** Task item **
Copies of all lines that contain "average" are needed; take them from the data below.

Segment Open

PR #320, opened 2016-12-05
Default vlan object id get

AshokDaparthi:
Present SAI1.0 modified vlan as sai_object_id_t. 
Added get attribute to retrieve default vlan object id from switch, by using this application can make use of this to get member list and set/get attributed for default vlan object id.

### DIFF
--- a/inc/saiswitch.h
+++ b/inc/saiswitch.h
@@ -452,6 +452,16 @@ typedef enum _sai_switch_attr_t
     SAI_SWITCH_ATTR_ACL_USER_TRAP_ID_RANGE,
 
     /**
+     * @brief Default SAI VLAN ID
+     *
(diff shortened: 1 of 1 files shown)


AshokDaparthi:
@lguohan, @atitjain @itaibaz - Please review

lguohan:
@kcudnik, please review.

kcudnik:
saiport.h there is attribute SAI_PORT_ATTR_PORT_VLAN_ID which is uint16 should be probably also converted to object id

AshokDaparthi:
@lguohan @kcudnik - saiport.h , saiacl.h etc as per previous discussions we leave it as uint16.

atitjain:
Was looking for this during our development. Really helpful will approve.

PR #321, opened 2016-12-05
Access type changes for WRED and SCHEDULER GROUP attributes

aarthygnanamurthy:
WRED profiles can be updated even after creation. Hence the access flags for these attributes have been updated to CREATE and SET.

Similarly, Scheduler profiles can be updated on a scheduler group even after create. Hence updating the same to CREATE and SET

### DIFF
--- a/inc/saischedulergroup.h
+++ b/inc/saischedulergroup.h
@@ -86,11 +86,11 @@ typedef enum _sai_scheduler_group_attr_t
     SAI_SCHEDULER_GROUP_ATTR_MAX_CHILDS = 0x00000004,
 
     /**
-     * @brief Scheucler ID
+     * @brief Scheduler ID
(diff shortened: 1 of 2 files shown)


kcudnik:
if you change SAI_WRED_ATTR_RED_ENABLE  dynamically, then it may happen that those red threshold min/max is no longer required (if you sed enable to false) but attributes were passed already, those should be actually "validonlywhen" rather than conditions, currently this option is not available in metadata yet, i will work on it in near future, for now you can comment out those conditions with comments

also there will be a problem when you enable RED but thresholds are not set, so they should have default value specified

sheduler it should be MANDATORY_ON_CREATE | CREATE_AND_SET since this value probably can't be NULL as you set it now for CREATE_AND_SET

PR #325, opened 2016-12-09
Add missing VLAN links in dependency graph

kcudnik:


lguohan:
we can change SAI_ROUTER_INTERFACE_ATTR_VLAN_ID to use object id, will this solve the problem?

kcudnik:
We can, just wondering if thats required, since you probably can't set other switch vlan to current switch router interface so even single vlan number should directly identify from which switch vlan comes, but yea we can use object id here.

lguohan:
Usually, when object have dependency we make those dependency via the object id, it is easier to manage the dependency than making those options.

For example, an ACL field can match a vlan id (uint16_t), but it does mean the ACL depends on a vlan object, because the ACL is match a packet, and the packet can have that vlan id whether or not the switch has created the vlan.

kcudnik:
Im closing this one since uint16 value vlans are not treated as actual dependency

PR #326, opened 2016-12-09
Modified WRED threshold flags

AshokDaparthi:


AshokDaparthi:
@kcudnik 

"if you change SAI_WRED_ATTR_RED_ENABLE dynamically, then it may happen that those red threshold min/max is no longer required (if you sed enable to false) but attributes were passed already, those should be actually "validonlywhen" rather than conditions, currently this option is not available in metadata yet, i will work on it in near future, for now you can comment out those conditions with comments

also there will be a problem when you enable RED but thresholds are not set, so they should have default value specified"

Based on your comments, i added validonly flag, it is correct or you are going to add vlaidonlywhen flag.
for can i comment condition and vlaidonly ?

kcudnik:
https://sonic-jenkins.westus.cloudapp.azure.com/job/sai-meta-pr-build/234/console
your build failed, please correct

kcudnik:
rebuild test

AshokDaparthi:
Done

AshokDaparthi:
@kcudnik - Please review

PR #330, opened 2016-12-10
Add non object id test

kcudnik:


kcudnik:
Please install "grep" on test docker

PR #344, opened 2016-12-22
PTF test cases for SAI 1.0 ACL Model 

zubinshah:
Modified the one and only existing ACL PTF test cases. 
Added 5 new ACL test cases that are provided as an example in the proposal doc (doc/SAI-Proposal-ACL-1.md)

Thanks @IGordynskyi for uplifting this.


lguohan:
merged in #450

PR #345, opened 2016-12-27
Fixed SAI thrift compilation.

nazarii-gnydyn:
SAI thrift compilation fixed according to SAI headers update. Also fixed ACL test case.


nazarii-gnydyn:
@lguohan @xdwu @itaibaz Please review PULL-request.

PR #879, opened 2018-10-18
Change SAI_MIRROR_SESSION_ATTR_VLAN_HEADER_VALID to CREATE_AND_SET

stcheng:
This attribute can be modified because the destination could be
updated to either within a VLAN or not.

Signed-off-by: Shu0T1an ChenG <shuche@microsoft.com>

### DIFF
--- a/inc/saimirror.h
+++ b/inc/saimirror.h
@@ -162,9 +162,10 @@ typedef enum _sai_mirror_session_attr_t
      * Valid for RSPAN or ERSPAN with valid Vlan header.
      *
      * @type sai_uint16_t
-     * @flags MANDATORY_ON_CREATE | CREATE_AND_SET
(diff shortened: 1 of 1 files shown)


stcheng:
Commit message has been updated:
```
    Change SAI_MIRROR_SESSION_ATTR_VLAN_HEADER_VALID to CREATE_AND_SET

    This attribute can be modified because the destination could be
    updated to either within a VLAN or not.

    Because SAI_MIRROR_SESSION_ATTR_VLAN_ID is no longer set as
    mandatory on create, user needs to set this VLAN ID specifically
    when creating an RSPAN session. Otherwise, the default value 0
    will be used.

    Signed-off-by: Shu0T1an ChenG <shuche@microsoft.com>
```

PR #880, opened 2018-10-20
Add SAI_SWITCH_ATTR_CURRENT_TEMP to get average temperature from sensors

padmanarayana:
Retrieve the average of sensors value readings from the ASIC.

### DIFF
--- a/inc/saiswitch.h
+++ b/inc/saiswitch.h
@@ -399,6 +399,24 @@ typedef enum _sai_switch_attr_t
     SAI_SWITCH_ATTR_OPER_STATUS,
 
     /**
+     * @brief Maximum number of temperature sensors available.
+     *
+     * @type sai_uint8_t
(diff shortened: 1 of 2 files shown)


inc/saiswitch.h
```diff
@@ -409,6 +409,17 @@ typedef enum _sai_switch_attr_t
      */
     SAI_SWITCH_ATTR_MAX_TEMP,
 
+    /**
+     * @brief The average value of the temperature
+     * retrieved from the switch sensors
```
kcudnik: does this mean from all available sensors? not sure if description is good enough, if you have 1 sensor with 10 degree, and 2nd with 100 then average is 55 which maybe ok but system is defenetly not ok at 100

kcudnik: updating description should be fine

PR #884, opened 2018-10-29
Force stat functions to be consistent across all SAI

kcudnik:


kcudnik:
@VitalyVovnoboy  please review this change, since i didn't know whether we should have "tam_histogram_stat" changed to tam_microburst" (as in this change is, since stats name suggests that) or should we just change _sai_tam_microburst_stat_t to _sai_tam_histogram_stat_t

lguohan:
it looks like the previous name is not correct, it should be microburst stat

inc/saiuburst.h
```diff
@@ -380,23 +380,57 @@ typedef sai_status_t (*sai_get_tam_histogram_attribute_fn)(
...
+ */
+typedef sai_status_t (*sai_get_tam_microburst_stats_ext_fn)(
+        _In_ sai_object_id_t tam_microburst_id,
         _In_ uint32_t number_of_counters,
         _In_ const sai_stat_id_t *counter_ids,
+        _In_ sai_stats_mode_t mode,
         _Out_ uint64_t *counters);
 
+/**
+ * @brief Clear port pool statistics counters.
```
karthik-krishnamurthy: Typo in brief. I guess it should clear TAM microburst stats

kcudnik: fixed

Segment Closed

** Result for this task **
Add SAI_SWITCH_ATTR_CURRENT_TEMP to get average temperature from sensors
Retrieve the average of sensors value readings from the ASIC.
+     * @brief The average value of the temperature
kcudnik: does this mean from all available sensors? not sure if description is good enough, if you have 1 sensor with 10 degree, and 2nd with 100 then average is 55 which maybe ok but system is defenetly not ok at 100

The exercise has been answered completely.